== Exercise input ==

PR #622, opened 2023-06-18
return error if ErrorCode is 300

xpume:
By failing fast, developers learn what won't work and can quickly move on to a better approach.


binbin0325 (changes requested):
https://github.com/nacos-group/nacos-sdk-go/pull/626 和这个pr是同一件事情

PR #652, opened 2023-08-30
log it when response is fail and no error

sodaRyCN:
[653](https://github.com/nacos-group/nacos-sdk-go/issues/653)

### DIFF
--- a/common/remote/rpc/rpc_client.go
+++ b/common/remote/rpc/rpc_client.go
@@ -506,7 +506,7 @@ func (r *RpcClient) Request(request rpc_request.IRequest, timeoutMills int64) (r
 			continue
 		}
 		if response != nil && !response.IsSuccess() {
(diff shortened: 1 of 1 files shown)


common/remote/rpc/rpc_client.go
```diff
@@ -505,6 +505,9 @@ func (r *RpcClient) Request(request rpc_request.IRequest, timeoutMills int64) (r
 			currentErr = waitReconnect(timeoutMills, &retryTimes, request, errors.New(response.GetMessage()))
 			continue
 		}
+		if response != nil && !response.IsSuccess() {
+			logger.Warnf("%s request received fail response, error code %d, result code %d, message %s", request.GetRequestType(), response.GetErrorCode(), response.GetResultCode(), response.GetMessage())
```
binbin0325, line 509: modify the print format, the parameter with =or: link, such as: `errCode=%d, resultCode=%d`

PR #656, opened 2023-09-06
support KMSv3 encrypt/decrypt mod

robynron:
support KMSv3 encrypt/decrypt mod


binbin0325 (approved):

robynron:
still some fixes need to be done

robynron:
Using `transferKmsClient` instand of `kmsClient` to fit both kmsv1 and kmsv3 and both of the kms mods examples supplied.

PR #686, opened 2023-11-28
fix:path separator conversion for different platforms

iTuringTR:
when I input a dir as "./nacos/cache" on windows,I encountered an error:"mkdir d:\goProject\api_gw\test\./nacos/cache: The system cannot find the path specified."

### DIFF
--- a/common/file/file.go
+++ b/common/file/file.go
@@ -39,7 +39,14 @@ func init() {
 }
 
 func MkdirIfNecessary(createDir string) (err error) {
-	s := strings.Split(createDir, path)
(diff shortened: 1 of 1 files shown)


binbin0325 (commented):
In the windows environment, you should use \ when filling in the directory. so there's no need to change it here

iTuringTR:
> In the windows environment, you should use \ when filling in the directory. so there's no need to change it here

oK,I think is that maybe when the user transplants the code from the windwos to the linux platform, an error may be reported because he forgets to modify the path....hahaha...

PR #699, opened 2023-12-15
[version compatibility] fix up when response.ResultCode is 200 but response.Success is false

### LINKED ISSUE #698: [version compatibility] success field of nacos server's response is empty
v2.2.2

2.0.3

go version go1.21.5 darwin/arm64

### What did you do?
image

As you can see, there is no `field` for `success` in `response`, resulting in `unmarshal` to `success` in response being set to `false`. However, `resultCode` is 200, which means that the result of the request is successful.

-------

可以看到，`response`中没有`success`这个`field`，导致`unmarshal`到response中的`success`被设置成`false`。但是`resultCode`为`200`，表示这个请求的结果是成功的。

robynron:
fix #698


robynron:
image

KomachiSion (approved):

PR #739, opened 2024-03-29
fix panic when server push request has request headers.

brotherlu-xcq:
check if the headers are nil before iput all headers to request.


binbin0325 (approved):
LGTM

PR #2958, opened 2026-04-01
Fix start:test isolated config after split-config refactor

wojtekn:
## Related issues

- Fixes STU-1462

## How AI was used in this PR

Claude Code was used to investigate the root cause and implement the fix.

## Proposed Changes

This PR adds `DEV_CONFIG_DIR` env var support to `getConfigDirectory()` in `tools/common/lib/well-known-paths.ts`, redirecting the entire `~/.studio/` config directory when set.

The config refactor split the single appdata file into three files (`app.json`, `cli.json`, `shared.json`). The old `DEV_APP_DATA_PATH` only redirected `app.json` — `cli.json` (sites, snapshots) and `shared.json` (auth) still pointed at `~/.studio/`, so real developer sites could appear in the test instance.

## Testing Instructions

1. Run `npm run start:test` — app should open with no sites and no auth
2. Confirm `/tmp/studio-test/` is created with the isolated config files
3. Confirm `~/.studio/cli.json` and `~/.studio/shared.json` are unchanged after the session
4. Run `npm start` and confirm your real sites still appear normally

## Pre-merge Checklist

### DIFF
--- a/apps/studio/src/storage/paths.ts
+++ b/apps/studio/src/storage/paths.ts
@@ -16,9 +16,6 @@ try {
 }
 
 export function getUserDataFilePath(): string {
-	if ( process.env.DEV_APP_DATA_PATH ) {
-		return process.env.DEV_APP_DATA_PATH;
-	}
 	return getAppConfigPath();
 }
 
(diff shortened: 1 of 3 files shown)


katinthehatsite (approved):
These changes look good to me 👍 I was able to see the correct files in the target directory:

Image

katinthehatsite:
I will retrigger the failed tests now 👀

===
== Exercise input ==

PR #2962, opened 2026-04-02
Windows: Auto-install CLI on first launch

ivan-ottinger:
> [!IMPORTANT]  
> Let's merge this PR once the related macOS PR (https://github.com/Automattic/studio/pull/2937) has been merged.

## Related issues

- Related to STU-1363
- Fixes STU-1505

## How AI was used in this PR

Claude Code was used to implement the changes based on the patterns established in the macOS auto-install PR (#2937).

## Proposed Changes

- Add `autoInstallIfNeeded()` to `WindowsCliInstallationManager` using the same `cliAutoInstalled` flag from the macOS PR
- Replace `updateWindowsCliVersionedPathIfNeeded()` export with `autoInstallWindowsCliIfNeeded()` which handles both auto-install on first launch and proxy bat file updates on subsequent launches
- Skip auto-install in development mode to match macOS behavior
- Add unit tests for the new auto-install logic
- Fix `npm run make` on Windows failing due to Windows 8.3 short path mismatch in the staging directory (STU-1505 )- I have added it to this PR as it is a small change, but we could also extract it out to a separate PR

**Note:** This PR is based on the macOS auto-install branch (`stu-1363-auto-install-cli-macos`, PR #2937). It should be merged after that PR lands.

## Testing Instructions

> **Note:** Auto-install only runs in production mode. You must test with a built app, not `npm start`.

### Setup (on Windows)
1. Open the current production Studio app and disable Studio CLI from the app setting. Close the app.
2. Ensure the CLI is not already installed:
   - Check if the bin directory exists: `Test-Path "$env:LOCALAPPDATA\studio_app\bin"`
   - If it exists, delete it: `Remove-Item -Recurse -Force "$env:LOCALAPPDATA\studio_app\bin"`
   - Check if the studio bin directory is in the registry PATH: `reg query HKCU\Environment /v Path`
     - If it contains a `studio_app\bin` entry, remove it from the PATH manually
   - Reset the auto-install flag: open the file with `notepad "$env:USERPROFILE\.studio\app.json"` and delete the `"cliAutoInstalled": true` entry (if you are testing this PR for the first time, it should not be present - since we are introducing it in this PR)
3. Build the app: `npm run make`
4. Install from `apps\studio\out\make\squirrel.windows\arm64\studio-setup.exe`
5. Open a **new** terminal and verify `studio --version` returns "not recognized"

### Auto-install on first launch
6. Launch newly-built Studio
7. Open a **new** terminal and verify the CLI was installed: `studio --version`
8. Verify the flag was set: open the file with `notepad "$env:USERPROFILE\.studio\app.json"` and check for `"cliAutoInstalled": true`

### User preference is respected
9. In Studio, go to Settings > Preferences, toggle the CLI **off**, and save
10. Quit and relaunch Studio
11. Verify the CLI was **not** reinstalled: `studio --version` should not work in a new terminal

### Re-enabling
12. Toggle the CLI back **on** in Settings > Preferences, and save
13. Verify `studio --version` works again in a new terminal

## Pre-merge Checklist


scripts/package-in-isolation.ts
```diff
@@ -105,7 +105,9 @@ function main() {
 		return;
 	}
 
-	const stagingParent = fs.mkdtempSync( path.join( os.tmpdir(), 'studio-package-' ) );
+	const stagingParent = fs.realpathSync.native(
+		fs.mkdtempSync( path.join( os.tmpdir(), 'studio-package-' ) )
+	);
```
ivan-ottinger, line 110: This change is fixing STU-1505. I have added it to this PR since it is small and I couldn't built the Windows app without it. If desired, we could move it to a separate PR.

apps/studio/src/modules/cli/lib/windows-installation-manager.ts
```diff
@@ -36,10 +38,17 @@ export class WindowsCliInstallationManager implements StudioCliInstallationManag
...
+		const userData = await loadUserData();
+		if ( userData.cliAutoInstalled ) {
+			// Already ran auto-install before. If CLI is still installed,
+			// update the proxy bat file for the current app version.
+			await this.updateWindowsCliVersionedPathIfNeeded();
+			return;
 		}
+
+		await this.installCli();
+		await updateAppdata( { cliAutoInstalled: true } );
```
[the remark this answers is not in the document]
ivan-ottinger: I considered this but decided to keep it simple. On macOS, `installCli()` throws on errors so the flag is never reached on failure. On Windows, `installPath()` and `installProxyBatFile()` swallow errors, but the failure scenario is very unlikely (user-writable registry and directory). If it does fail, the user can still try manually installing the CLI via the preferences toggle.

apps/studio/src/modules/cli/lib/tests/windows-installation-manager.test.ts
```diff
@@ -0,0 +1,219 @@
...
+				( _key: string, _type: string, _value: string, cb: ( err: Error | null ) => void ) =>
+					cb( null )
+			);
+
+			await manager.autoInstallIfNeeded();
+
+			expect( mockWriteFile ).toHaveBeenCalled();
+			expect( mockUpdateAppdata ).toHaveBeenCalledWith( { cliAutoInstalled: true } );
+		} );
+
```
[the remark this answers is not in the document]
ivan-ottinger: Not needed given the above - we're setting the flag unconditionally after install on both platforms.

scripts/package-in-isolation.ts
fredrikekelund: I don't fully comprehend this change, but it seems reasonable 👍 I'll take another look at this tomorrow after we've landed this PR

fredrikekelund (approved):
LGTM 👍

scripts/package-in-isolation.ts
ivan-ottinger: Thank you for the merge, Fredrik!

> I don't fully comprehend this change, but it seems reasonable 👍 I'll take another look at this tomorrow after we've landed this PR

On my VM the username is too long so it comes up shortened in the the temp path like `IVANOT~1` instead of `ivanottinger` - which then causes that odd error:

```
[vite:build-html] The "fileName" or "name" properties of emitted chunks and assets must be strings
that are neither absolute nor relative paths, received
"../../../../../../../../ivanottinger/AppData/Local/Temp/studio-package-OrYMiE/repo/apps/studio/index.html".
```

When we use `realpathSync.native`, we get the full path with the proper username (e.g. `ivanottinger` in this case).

===
== Exercise input ==

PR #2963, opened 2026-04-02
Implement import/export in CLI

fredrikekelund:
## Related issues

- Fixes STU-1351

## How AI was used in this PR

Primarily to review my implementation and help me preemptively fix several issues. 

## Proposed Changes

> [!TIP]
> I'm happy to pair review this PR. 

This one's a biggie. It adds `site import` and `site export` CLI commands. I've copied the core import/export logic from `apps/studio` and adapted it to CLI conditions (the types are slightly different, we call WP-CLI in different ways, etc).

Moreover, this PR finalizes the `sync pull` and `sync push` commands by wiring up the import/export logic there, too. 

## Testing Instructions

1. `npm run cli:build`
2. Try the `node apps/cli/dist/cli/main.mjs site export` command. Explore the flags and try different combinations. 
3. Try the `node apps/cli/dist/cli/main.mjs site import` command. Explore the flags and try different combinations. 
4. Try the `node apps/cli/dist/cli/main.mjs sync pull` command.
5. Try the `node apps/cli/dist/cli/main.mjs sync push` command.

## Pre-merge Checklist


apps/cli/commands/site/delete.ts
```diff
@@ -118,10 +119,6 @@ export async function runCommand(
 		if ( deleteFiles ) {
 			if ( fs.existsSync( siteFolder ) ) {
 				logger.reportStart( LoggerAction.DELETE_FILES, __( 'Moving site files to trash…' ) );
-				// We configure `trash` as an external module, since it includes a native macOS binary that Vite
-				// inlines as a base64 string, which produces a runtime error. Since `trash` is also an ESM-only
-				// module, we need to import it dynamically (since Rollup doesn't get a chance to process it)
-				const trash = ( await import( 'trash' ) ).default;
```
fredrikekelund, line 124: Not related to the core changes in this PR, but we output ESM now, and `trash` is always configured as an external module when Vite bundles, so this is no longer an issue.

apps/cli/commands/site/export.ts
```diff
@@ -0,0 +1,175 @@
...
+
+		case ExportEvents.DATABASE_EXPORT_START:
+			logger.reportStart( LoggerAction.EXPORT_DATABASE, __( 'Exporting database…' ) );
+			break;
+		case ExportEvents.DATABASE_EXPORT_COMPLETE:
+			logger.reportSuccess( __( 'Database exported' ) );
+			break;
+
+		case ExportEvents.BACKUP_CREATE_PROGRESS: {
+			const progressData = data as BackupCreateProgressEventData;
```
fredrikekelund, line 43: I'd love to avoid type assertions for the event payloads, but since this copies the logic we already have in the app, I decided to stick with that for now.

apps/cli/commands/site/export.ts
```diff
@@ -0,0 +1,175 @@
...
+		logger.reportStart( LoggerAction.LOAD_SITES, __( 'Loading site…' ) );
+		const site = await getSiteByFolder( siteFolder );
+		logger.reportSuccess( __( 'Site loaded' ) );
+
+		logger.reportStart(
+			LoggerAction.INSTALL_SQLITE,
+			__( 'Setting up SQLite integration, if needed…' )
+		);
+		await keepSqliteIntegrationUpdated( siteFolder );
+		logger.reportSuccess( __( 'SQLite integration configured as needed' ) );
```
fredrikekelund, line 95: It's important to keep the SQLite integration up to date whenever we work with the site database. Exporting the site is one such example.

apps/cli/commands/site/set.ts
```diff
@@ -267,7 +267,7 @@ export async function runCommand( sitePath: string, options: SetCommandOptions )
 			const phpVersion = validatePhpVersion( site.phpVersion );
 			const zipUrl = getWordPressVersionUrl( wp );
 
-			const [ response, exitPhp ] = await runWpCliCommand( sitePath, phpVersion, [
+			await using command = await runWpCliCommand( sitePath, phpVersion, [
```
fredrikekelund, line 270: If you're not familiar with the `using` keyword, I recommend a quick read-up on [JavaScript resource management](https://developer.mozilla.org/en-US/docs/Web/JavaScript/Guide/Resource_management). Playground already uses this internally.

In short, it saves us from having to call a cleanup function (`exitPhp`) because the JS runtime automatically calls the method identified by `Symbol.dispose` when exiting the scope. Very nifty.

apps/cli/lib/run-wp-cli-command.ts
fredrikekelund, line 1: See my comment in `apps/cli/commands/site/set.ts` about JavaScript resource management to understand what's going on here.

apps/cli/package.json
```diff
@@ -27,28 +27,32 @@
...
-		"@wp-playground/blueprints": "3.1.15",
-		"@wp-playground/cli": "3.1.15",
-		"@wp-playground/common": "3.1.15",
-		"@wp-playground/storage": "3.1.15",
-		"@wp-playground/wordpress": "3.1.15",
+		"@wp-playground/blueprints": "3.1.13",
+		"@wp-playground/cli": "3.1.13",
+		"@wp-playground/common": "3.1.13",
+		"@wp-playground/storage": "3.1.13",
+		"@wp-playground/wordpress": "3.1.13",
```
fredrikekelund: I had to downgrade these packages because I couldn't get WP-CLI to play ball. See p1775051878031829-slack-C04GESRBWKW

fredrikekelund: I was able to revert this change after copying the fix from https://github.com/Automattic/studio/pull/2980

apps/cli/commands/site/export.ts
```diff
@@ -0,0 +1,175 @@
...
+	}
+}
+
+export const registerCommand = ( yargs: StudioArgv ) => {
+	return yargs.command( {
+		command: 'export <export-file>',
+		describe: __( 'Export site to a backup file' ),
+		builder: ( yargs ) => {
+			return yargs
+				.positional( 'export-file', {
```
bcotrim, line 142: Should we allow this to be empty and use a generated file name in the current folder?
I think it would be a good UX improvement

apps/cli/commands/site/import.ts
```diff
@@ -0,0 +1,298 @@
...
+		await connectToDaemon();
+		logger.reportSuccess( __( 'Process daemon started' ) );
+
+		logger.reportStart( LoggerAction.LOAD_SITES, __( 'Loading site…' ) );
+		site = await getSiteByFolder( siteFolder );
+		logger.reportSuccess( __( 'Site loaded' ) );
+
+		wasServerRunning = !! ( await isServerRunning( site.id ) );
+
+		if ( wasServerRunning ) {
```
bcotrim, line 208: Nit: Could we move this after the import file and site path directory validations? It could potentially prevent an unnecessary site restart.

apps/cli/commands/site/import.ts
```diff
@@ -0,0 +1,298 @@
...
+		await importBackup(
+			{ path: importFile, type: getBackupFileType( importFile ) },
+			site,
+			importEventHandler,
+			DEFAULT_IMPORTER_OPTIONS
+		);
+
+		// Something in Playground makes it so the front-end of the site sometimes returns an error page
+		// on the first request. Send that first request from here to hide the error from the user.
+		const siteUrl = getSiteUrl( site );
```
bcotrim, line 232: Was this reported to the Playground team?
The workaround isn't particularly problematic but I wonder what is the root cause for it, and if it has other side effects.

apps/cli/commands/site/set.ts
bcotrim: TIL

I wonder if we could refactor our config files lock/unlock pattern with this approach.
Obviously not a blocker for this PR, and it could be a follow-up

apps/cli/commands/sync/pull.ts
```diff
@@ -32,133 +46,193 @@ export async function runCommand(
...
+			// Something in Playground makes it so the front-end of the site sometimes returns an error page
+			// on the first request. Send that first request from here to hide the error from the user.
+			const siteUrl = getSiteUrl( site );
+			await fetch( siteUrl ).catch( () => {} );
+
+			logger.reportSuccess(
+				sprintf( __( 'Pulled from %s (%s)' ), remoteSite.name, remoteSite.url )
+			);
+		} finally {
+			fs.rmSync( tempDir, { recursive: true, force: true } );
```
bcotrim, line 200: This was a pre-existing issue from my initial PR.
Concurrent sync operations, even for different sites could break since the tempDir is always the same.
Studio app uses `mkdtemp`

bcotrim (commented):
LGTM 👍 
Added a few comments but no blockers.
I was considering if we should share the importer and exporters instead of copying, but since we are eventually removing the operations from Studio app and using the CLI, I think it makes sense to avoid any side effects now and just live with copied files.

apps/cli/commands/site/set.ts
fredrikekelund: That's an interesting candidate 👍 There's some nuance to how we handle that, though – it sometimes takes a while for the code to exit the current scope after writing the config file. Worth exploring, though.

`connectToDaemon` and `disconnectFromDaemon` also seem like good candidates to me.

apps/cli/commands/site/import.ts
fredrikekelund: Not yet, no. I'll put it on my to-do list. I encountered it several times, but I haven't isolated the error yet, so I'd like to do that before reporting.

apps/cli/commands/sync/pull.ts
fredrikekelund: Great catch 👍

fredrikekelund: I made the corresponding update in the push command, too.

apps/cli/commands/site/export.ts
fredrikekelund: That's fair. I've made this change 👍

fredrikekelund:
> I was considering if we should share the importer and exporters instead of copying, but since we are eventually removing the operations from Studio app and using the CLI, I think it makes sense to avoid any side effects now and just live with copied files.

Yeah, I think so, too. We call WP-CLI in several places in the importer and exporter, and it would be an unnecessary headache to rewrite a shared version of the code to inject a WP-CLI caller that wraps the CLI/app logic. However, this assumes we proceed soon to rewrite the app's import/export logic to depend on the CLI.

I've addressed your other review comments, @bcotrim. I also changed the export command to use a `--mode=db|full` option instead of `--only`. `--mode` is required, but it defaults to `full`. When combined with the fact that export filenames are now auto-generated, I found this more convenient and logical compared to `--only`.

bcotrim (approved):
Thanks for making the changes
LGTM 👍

===

• **Problem to solve**
Copy each line of the listing that contains the string "sitePath".

• **Result of the task**
@@ -267,7 +267,7 @@ export async function runCommand( sitePath: string, options: SetCommandOptions )
-			const [ response, exitPhp ] = await runWpCliCommand( sitePath, phpVersion, [
+			await using command = await runWpCliCommand( sitePath, phpVersion, [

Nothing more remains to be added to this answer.